In the first half, the Stars appeared more comfortable playing the ball backwards. It was as though the midfielders and defenders were programmed to only kick backwards. That invited pressure from the quick Koreans and kept us on the back foot. Against the US, who pressure high up the field, it could be a dangerous tendency.

The first half performance alarmed me defensively. We were a far cry defensively from the team that ended the last World Cup. The cover from the midfield wasn’t there and the right full back position showed weakness. In the 26th minute, there was a particularly humorous moment when Rabiu Mohammed and Ayew collided. It was almost emblematic of the confusion defensively in the half.

Kwadwo Asamoah is a much better forward than defender. He didn’t attack much on the flanks but on the couple of occasions when he did his skill shone through.

This was a good test against World Cup opposition prior to the opening match. As we wait for more information on Majeed Waris’ injury, Appiah can take solace in the notion that we have adequate replacements in every position on the field.


Kevin Prince Boateng's place in the squad has been secured. Now, can he deliver?

Kevin Prince Boateng’s place in the squad has been secured. Now, can he deliver?

Kwesi Appiah named his final 23-man squad for Brazil shortly after the friendly against the Dutch.The three dropped players were David Accam, Jerry Akaminko and Jeffrey Schlupp.

According to the final squad listings from all the 32 teams, Ghana’s team is the youngest in the competition with an average age of 24.9. This would be the perfect time to stifle those giggles and move on to the squad numbering of the team. Andre Dede Ayew will be wearing 10, the number his father made his. Captain Asamoah Gyan will be wearing his usual number 3. When you see the number 6, know that it is Afriyie Acquah. Get familiar as he may be spending a lot of time on the pitch. The rest of the squad numbers are here.

Sadly, Jerry Akaminko’s ankle injury during the game ruled him out of the World Cup and of the privilege of a squad number. Akaminko was sure to be on the plane if he hadn’t sustained the injury. It would have been his first World Cup and it’s always a shame to see a player robbed of the opportunity at the biggest sporting event in the World due to injury.We wish him a speedy recovery as he begins his journey to full fitness.

David Accam quickly got over the World Cup omission and scored for his club a day after being cut. Given his form, he is definitely going to get more opportunities to represent Ghana in the future.

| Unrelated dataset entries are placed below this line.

PR #620, opened 2023-06-07
Add method to get HotspotStatus value from its title

kirill-knize-sonarsource:
Since we pass only titles to the frontend we need a way to map them back to enum values.

### DIFF
--- a/core/src/test/java/mediumtest/hotspots/HotspotStatusTests.java
+++ b/core/src/test/java/mediumtest/hotspots/HotspotStatusTests.java
@@ -21,6 +21,7 @@ package mediumtest.hotspots;
 
 import org.junit.jupiter.api.Test;
 import org.sonarsource.sonarlint.core.clientapi.backend.hotspot.HotspotStatus;
+import org.sonarsource.sonarlint.core.commons.HotspotReviewStatus;
 
 import static org.assertj.core.api.AssertionsForClassTypes.assertThat;
 import static org.junit.jupiter.api.Assertions.assertThrows;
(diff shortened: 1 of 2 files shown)


core/src/test/java/mediumtest/hotspots/HotspotStatusTests.java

Jeffrey Schlupp’s season is over so holiday it was for the Leicester City left back. He had a chance to prevent the lone Van Persie goal in the friendly but slipped agonizingly at the last second. I for one thought that the left back position is such a problem area that picking him even as a backup was a given. Shows you how little I know about Kwesi Appiah’s thinking.

It can’t be easy dropping players for the premier footballing tournament in the World. Hard work might pay off for Accam and Schlupp though. They are both young and a good season in the top flight of the English league will mean another year of experience against top competition. Schlupp will be knocking on the doors of the Black Stars come the Afcon 2015.